__Source information__:

PR #7484, opened 2022-05-23
Regression, do not check if bean is a singleton for a custom scope

dstepanov:
The problem occurs for the pre 3.5 compiled beans that got the singleton scope inherited from the factory.


graemerocher:
Is there a way to test this?

dstepanov:
Nope

graemerocher (approved):

PR #7486, opened 2022-05-23
Fix resolving `@Parameter`s in factories

dstepanov:


dstepanov:
The main problem is that every qualifier used to be of interface `Named` and `@Primary` somehow resolved to `Named` and then back to `@Primary`

graemerocher (approved):

sdelamo (approved):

__What is being asked__: Retype all of the material above. Do not alter a single word.

__Answer box__:
PR #7484, opened 2022-05-23
Regression, do not check if bean is a singleton for a custom scope

dstepanov:
The problem occurs for the pre 3.5 compiled beans that got the singleton scope inherited from the factory.


graemerocher:
Is there a way to test this?

dstepanov:
Nope

graemerocher (approved):

PR #7486, opened 2022-05-23
Fix resolving `@Parameter`s in factories

dstepanov:


dstepanov:
The main problem is that every qualifier used to be of interface `Named` and `@Primary` somehow resolved to `Named` and then back to `@Primary`

graemerocher (approved):

sdelamo (approved):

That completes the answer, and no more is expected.